Entries supplied

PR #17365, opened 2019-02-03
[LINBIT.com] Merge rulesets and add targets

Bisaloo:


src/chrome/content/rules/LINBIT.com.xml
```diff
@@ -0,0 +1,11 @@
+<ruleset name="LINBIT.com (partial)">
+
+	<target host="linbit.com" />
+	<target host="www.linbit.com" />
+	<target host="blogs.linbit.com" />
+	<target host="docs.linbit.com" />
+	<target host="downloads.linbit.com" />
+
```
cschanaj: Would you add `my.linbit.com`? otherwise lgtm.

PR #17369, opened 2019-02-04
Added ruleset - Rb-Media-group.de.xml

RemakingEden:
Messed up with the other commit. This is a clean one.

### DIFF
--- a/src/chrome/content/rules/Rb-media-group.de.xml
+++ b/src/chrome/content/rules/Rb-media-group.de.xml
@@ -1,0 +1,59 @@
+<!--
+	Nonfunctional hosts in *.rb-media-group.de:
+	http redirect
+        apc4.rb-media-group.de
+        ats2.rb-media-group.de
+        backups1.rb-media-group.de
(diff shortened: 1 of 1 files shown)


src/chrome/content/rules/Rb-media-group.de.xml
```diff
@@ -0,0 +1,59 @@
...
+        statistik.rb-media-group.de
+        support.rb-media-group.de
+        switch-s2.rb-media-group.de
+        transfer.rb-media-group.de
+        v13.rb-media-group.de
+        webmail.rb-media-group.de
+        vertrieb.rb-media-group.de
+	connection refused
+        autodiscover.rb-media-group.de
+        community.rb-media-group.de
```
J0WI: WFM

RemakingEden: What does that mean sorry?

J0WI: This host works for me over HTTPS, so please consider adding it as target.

Exercise brief
Copy every record above exactly as it stands.

Written solution
PR #17365, opened 2019-02-03
[LINBIT.com] Merge rulesets and add targets

Bisaloo:


src/chrome/content/rules/LINBIT.com.xml
```diff
@@ -0,0 +1,11 @@
+<ruleset name="LINBIT.com (partial)">
+
+	<target host="linbit.com" />
+	<target host="www.linbit.com" />
+	<target host="blogs.linbit.com" />
+	<target host="docs.linbit.com" />
+	<target host="downloads.linbit.com" />
+
```
cschanaj: Would you add `my.linbit.com`? otherwise lgtm.

PR #17369, opened 2019-02-04
Added ruleset - Rb-Media-group.de.xml

RemakingEden:
Messed up with the other commit. This is a clean one.

### DIFF
--- a/src/chrome/content/rules/Rb-media-group.de.xml
+++ b/src/chrome/content/rules/Rb-media-group.de.xml
@@ -1,0 +1,59 @@
+<!--
+	Nonfunctional hosts in *.rb-media-group.de:
+	http redirect
+        apc4.rb-media-group.de
+        ats2.rb-media-group.de
+        backups1.rb-media-group.de
(diff shortened: 1 of 1 files shown)


src/chrome/content/rules/Rb-media-group.de.xml
```diff
@@ -0,0 +1,59 @@
...
+        statistik.rb-media-group.de
+        support.rb-media-group.de
+        switch-s2.rb-media-group.de
+        transfer.rb-media-group.de
+        v13.rb-media-group.de
+        webmail.rb-media-group.de
+        vertrieb.rb-media-group.de
+	connection refused
+        autodiscover.rb-media-group.de
+        community.rb-media-group.de
```
J0WI: WFM

RemakingEden: What does that mean sorry?

J0WI: This host works for me over HTTPS, so please consider adding it as target.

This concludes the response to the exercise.